Autoresearch is revolutionary because it addresses two critical challenges simultaneously. Firstly, it automates parts of the knowledge-production process, making it more efficient and accessible. Secondly, it solves the agent control problem, ensuring that AI remains focused on the task at hand. Often, AI systems can drift if given an open-ended brief or if optimized for the wrong metrics. Autoresearch prevents this by design, as it keeps the AI on track with the human's strategic direction.
The human sets the destination, while Autoresearch manages the execution, much like a self-driving car where the driver decides the route, and the vehicle handles the driving.
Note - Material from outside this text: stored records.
PR #858, opened 2018-10-26
updated office address

sridhareaswaran:


jsigwart:
@Feanor78 These contest rules were for previous contests and may or may not apply to future contests. Is the FAQ page the right place for this, or should each contest have their own rule page? Other ideas?

Feanor78:
@jsigwart the contest T&Cs can be a single page that we update based on what's running - there shouldn't be multiple terms and conditions.

tzarebczan:
@sridhareaswaran, thanks for the PR! Can we [send you some LBC as appreciation](https://lbry.io/faq/appreciation)?

PR #861, opened 2018-10-30
add mail helpdesk to footer

ykris45:
### Description

i added mail icon and redirect to hello@lbry.io when user or visitor clicked it via the mail icon on footer
image


tzarebczan:
Thanks @ykris45 !

PR #867, opened 2018-11-02
Update 190-october-community-update.md

ykris45:
fix telegram link , add some link email and telephone so reader can contact directly in this article. and also add category


tzarebczan:
Thanks for the PR @ykris45 !

PR #872, opened 2018-11-07
Move all image to Spee.ch

ykris45:
### Description
 some country in the world has blocked imgur image hosting so i think for now should move to spee.ch so users can access and view the image more better than before. and fix mistake for link


tzarebczan:
Thanks Chris, I like the initiative!

PR #882, opened 2018-11-15
Update 103-great-week-for-lbry-developer-beta.md

ykris45:
### Description

update links to newest version


tzarebczan:
Don't need to update these everywhere, that's what the permanent redirects are for. We'll eventually redirect the api docs too.

PR #884, opened 2018-11-16
Update CU.php

ceoger:
updated Tag from VIT to CU

### Description

updated Tag for CU

### Fixes #


ceoger:
closed, committed to #885

PR #886, opened 2018-11-18
Set unique user id for google analytics and facebook pixel.

tiger5226:


view/template/layout/_analytics_footer.php
```diff
@@ -8,13 +8,16 @@
...
+    ga('set', 'userId', '<?php echo $_SESSION[Session::USER_ID] ?>');
     ga('send', 'pageview');
 
    !function(f,b,e,v,n,t,s) {if(f.fbq)return;n=f.fbq=function(){n.callMethod? n.callMethod.apply(n,arguments):n.queue.push(arguments)}; if(!f._fbq)f._fbq=n;n.push=n;n.loaded=!0;n.version='2.0'; n.queue=[];t=b.createElement(e);t.async=!0; t.src=v;s=b.getElementsByTagName(e)[0]; s.parentNode.insertBefore(t,s)}(window,document,'script', 'https://connect.facebook.net/en_US/fbevents.js');
 
-   fbq('init', '1618717031725766');
+   fbq('init', '1618717031725766',{uid: '<?php echo $_SESSION[Session::USER_ID] ?>'}));
    fbq('track', '<?php echo Response::getFacebookPixelAnalyticsType() ?>');
 
+    <?php LBRY::logWebVisitor('PHP', $_SESSION[Session::USER_ID], $_SERVER['REMOTE_ADDR'])?>
```
kauffj: This technically breaks MVC, as a template shouldn't be initiating remote calls (unless it's doing so client-side).

There's not a super-obvious place to put this, I'd say either part of `Session::init` or in `Controller::execute` or `Controller::dispatch`.

kauffj: (An alternative design is to create one of an/or both `Actions::preExecute` and `Actions::postExecute`, to be called on both sides of `Controller::execute`)

kauffj:
@tiger5226 discussed this some with @lyoshenka and I think this does need to change a bit. Taking discussion to https://github.com/lbryio/internal-apis/pull/643

tiger5226:
@kauffj The changes for this are in and I tested it with the respective internal-apis branch as well. If you approve, I will merge when we merge the internal-apis stuff.

tiger5226:
@kauffj just flagging you again, since we will be merging the internal-apis supporting feature soon.

controller/Session.class.php
```diff
@@ -31,6 +33,9 @@ public static function init()
             static::setNamespace(static::NAMESPACE_DEFAULT, $oldSession);
         }
 
+        $response = LBRY::logWebVisitor('lbry.io', $_SESSION[static::USER_ID], $_SERVER['REMOTE_ADDR']);
```
kauffj: 1) Mildly better to be explicit about what we expect/want to be passed when `$_SESSION[static::USER_ID]` is not set.
2) lbry.io probably shouldn't be hardcoded and instead read from server

controller/Session.class.php
```diff
@@ -31,6 +33,9 @@ public static function init()
...
+        $_SESSION[static::USER_ID] = $response['data']['visitor_id'];
```
kauffj: As written, if this code ever breaks in a weird way (e.g. a typo in the above data check), would it end up creating a lot of users server side due to relying on empty session user id to create new users?

lib/thirdparty/LBRY.class.php
```diff
@@ -75,4 +75,9 @@ public static function editYouTube($status_token, $channel_name, $email, $sync_c
             return Curl::post(static::getApiUrl("/yt/update"), ['status_token' => $status_token, 'new_email' => $email, 'new_preferred_channel' => $channel_name, 'sync_consent' => $sync_consent], ['json_response' => true]);
         }
     }
+
+    public static function logWebVisitor($site, $visitorID, $IPAddress)
+    {
+        return Curl::post(static::getApiUrl("/visitor/new"), ['site' => $site, 'visitor_id' => $visitorID, 'ip_address' => $IPAddress], ['json_response' => true]);
```
kauffj: Consider how to handle this function only being called in production.

view/template/layout/_analytics_footer.php
```diff
@@ -8,13 +8,16 @@
...
+    ga('set', 'userId', '<?php echo $_SESSION[Session::USER_ID] ?>');
     ga('send', 'pageview');
 
    !function(f,b,e,v,n,t,s) {if(f.fbq)return;n=f.fbq=function(){n.callMethod? n.callMethod.apply(n,arguments):n.queue.push(arguments)}; if(!f._fbq)f._fbq=n;n.push=n;n.loaded=!0;n.version='2.0'; n.queue=[];t=b.createElement(e);t.async=!0; t.src=v;s=b.getElementsByTagName(e)[0]; s.parentNode.insertBefore(t,s)}(window,document,'script', 'https://connect.facebook.net/en_US/fbevents.js');
 
-   fbq('init', '1618717031725766');
+   fbq('init', '1618717031725766',{uid: '<?php echo $_SESSION[Session::USER_ID] ?>'}));
    fbq('track', '<?php echo Response::getFacebookPixelAnalyticsType() ?>');
 
+    <?php LBRY::logWebVisitor('lbry.io', $_SESSION[Session::USER_ID], $_SERVER['REMOTE_ADDR'])?>
```
kauffj: 1) This breaks MVC.
2) Isn't this redundant if it is in `Session::init()`? (Session::init is called on every execution, I believe)

tiger5226: You are right, init is called on every execution. I removed that line since it is already in the init.

tiger5226: it appears to get called twice for me...2 seconds apart.

controller/Session.class.php
tiger5226: done and done

controller/Session.class.php
tiger5226: So I tested this out, by replacing `visitor_id` with `viitor_id` and it actually causes the site to error for all users. So I added `key_exists` checks ( thanks @lyoshenka ) for these. Also you are right that it will endlessly create visitors on internal-apis. 

So I just made a change to link site visitors by ip address as well. If an ip address calls the api twice in 24 hours they will be regarded as the same site visitor. So at most, if this happens it will not create site visitors in internal-apis.

Are you ok with this approach?

lib/thirdparty/LBRY.class.php
tiger5226: I can add the `IS_PRODUCTION` check here and only return the curl post if that is true. I tested this out and it does work and stops the api from being called. What I am not sure of are the implications. If I return nothing, what does that mean in PHP? There are no errors in the console and the web page appears fine.

controller/Session.class.php
kauffj: Sounds sensible to me. Are you/we sure want this called on every request? If so, it might be sensible to do it after the response is flushed to the user (as-is this will presumably add 100+ms to each page render), but this doesn't need to block shipping.

lib/thirdparty/LBRY.class.php
kauffj: This function probably doesn't need to return at all, since the return is never checked or used anyway.

view/template/layout/_analytics_footer.php
kauffj: It's going to get called once on init (happens early in execution) as well as when this footer is rendered (towards the end of execution). I hope it doesn't take a full 2s to render a page though!

lib/thirdparty/LBRY.class.php
tiger5226: well it is used to store the visitor id in the php session object. This is how we give an id to the analytics.

view/template/layout/_analytics_footer.php
tiger5226: I removed it from the footer. So its somewhere else.

controller/Session.class.php
kauffj: I just checked the code and we currently do not do any output buffering.

So if you wanted to pursue above it'd look something like this.

- Add new method `Response::addPostRenderCallback(callable $func)`. This method stores these callables in internal Response array.
- Add new method `Response::invokePostRenderCallbacks()`, which invokes the callbacks.
- Update `Session::init()` to call `Response::addPostRenderCallback` wrapping the existing logic in an inline function.
- Update `index.php` to flush (I think one of and/or both `ob_flush()` or just `flush()`) and then call the above method.

tiger5226: I did what you said. Everything on Response is static. So I left it static. Is everything in PHP in the context of a single user?

kauffj: Yes.

lib/thirdparty/LBRY.class.php
kauffj: Right, my bad.

controller/Session.class.php
```diff
@@ -31,6 +34,18 @@ public static function init()
             static::setNamespace(static::NAMESPACE_DEFAULT, $oldSession);
         }
 
+        Response::addPostRenderCallback(function(){
+            $site_visitor_id = key_exists(static::USER_ID, $_SESSION) ? $_SESSION[static::USER_ID] : '';
```
kauffj: This is fine, but in "modern" PHP, a more common way to write it would be:

`$_SESSION[static::USER_ID] ?? ''`

`??` is a null coalesce operator.

kauffj:
LGTM but I did not actually run the code as I am not set up to do so on my backup/temp computer. 

Do you want me to merge anyway?

tiger5226:
I am going to merge the adjustments to internal-apis first. Then we can merge this.

controller/Session.class.php
tiger5226: Thanks! Keep these types of things coming. I am basically googling syntax for what I want to do and sometimes SO is out of date.

tiger5226:
merged and deployed

PR #888, opened 2018-11-19
add instant bitex

ykris45:
i hear this news from twitter and if Mr Thomas Zarebczsn retweet this tweet from instant bitex. its means as trusted exchange.. hehe


tzarebczan:
Moved to Regular exchange section since they require accounts.

ykris45:
@tzarebczan Thanks You sir. collaborate again with you

PR #897, opened 2018-12-05
fix error link and add redirect

ykris45:
i saw nginx error bad gateway and i change to open lbry


tzarebczan:
Thanks Chris!

ykris45:
you welcome sir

This balance between human guidance and AI execution is key to harnessing the full potential of AI without losing control.
Recognizing the broader applicability of Autoresearch, Andrej Karpathy spent the last month adapting it for knowledge work beyond machine learning. His goal was to create a system that could run structured, low-cost experiments on the kinds of decisions teams make weekly. He named this version AutoBeta and made the full playbook and skills available to paying members.
The measurement problem, which often plagues AI experiments, is also addressed by Autoresearch. By providing a clear, iterative process of hypothesis, testing, scoring, and iteration, Autoresearch ensures that progress is measurable and consistent. This approach not only streamlines the experimentation process but also enhances the reliability of the results.
In conclusion, Autoresearch represents a paradigm shift in how we approach AI and knowledge production. By automating parts of the process and ensuring agent control, it democratizes access to powerful AI tools. The ability to apply Autoresearch beyond machine learning opens up new possibilities for various industries and teams, enabling them to make data-driven decisions more efficiently. As Andrej Karpathy continues to refine and expand AutoBeta, the potential for transforming knowledge work and AI applications becomes increasingly clear. The future of AI is not just about building smarter models, but about creating the right tools to make those models useful and accessible to everyone.